Friday, June 09, 2017

Gotcha #7 - AppDynamics and the Mysterious Case of the Vanishing Cookie

Not much of a mystery today in this article (the answer is alluded to in the title) but the process of identifying the problem, discovering why it was a problem, and then fixing it was quite a challenge.

Today's Gotcha is about Rational Performance Tester (v8.5.1.2 for anyone interested) and a vexing problem with successful test execution.

The problem originally arose when we discovered that our tests weren't always succeeding. After executing a schedule we would consistently have a large number of pages that wouldn't have 100% success status codes (located on the Server Health Detail view). There would be a few with 100% success rate, but consistently nearly every page was hovering between 94 and 98%. In some larger tests this would drop further, into the 80's or high 70's, but even a simple low volume test would have most pages at less than 100%.

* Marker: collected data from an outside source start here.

PR #1471, opened 2019-10-30
Update Loodse company logo

xrstf:


beorn7:
Thanks @xrstf . Are you affiliated in some way with Loodse? It would be good to get some kind of approval from a Loodse representative that this is indeed their new logo and they are fine with our usage here.

xrstf:
I am indeed employed at Loodse and just offered to create the PR. Just made my membership in our Github org public: https://github.com/xrstf

PR #1473, opened 2019-10-31
Add reference to the ServiceNow Webhook

louisfelix:
Hi!

As discussed with @simonpasquier in [this issue](https://github.com/prometheus/alertmanager/issues/931), this PR add a reference to the ServiceNow Webhook.

It supports alerts grouping in one incident, updating an existing incident based on the group key, dynamic fields configurations and GO templating on fields values (from alert's annotations and labels).

Thanks!


brian-brazil:
Thanks!

PR #1475, opened 2019-11-03
Fix method name

fiunchinho:
I believe this is meant to say `Collect()`, as it's the method in the `Collector` interface.


brian-brazil:
Thanks!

To get a better handle on why and when these page errors were happening, I added a new counter to the default Page Throughput / Page Hit Rate graph (Add/Remove Performance Counters --> Page Performance Counter... --> Status Code Successes --> Percent Page Status Code Success [for Interval]).

Suddenly we could see this wavering line appear on the graph that would start off at 100%, dip sharply at the beginning of the test, before returning back up near 100% and stay fluctuating in the high 90% range.

Baffling when the very same test scripts in the past against the same application would run at 100% without trouble. Doubly-baffling when running the script as a standalone would work perfectly fine.

Following the Clues

The first clue came when we decided to rerun one of our test schedules and monitor the Test Execution of a user thread. Since the failures were reasonably consistent across all pages, chances are we might be able to catch it in the act.

After a couple of hours of watching successful page responses, we caught one. Right from the beginning of a new test script - a page failure. And then another, and another, and so on until every single page in that script failed in order. And the next script. And the next... but then the fourth script, for no apparent reason, began returning successful responses again.

Digging into the error, the only message we could find was a "Failed substitution ^csrfToken=.*$" message followed by a cascade of 500 - Server Error responses. The csrfToken appears in the HTTP Response header as a "Set-Cookie" value from the server (you can find an explanation of its purpose here). And for some reason, it wasn't being found.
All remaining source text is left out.